Why We Need to Safeguard Our WaterClean water is vital for life, but most individuals in the developed world do not really think much about where the water they utilise for drinking, food preparation, and sanitation purposes comes from. In developing nations, however, things are completely different and the search for safe drinking water can be a daily crisis.

Millions of people die each year, the majority of them children, from predominately preventable diseases, due to a lack of access to clean water and appropriate sanitation.

Why We Need to Safeguard Our Water

The scarcity of freshwater manifests itself in the reduction and sometimes even the depletion of groundwater; it also results in the drying up of lakes and rivers which people depend on for irrigation and agricultural purposes, and presents a growing problem that needs to be addressed urgently.
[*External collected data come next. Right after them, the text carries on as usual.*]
PR #3264, opened 2024-06-20
Roman/bugfix conflicting event loop ingest

rbiseck3:
### Description
In use cases where an external system (such as code being run in a jupyter notebook) already has a running event loop, run the async code in a dedicated thread pool to not conflict with the existing event loop.

This also has a variety of fixes that were found when putting together a demo leveraging the elasticsearch destination connector

### DIFF
--- a/scripts/elasticsearch-test-helpers/destination_connector/test-ingest-elasticsearch-output.py
+++ b/scripts/elasticsearch-test-helpers/destination_connector/test-ingest-elasticsearch-output.py
@@ -1,8 +1,9 @@
 #!/usr/bin/env python3
 
-import sys
+from time import sleep, time
 from typing import List
 
+import click
 from elasticsearch import Elasticsearch
 from es_cluster_config import (
     CLUSTER_URL,
@@ -12,8 +13,6 @@ from es_cluster_config import (
 )
 
 from unstructured.embed.huggingface import HuggingFaceEmbeddingConfig, HuggingFaceEmbeddingEncoder
-
-N_ELEMENTS = 1404
 
 
 def embeddings_for_text(text: str) -> List[float]:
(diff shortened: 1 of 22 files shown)


scripts/elasticsearch-test-helpers/destination_connector/test-ingest-elasticsearch-output.py
```diff
@@ -39,32 +38,96 @@ def query(client: Elasticsearch, search_text: str):
...
+    print(f"Validating that the count of documents in index {INDEX_NAME} is {num_elements}")
     count = int(client.cat.count(index=INDEX_NAME, format="json")[0]["count"])
-    try:
-        assert count == N_ELEMENTS
-    except AssertionError:
-        sys.exit(
-            "Elasticsearch dest check failed:"
-            f"got {count} items in index, expected {N_ELEMENTS} items in index."
-        )
+    consistent = False
```
potter-potter, line 44: What was the motivation for this? We were getting different counts?

unstructured/ingest/v2/pipeline/steps/upload.py
```diff
@@ -44,18 +44,12 @@ def __post_init__(self):
...
-        logger.info("processing content async")
-        return asyncio.run(self._process_async(iterable=iterable))
-
+    @timed
     def __call__(self, iterable: iterable_input):
         logger.info(
             f"Calling {self.__class__.__name__} " f"with {len(iterable)} docs",  # type: ignore
         )
-        if self.process.is_async():
+        if self.process.is_async() and self.process.is_async():
```
potter-potter, line 52: This seems strange. why test for is_async twice?

scripts/elasticsearch-test-helpers/destination_connector/test-ingest-elasticsearch-output.py
rbiseck3: If there's anything surrounding chunking that affects this, it is no longer a static count. I did find that this count changed based on fixes to things like the chunker but this test is meant to isolate only the destination connector. These changes made it a bit more dynamic and based on the results that came out of the stager step in the pipeline.

unstructured/ingest/v2/pipeline/steps/upload.py
rbiseck3: Good catch, must have been a copy-paste error.

unstructured/ingest/v2/processes/partitioner.py
```diff
@@ -116,14 +116,25 @@ def create_partition_parameters(self, filename: Path) -> "PartitionParameters":
         from unstructured_client.models.shared import Files, PartitionParameters
 
         partition_request = self.config.to_partition_kwargs()
+        possible_fields = [f.name for f in fields(PartitionParameters)]
+        filtered_partition_request = {
+            k: v for k, v in partition_request.items() if k in possible_fields
+        }
+        if len(filtered_partition_request) == len(partition_request):
```
potter-potter, line 123: I don't understand this. I ran a test with 
--strategy fast \
--partition-by-api \

And got this:
`Following fields were omitted due to not being supported by the currently used unstructured client: `
with nothing past the `:`

rbiseck3: Had the boolean logic wrong, updated it from `==` to `!=` so this shouldn't show up anymore if no fields were omitted.

potter-potter (approved):
works well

The scarcity of freshwater translates into food shortages due to the inability to grow food, and when one takes climate change into consideration this raises an assemblage of water concerns that have raised concerns with governments on a global scale. Safe drinking water has been made available to around 1.7 billion people globally since the 1992 Earth Summit, thanks to dedicated efforts of governments and NGOs.

Unfortunately there are still around 880 million people without access to clean water and approximately 2.7 billion people do not have access to adequate sanitation. This poses a major problem, especially since the global population is expected to rise by an approximate 3 billion within the next 50 years.

With around 5,000 children dying every day due to preventable diarrheal diseases such as dysentery and cholera, and around 6 million individuals being blinded by preventable ailments like trachoma, all caused by a lack of potable drinking water and clean water for personal hygiene, looking after the freshwater resources that we have and ensuring that there is fresh water for all is of paramount importance.

Apart from individuals being more careful with individual domestic water use and recycling and reusing water where we can, we also need to become a lot more efficient with agricultural water-use, as it takes around 70% of the global water use. This can be done by growing crops that are more suitable to the local climate and using drip irrigation as well as offering farmers incentives to use water more efficiently.

“The right to safe and clean drinking water and sanitation as a human right that is essential for the full enjoyment of life and all human rights” as per the United National General Assembly. We need to make that right a universal reality by ensuring that every person on the planet has affordable access to the 20 to 50 litres of water required daily to sustain life.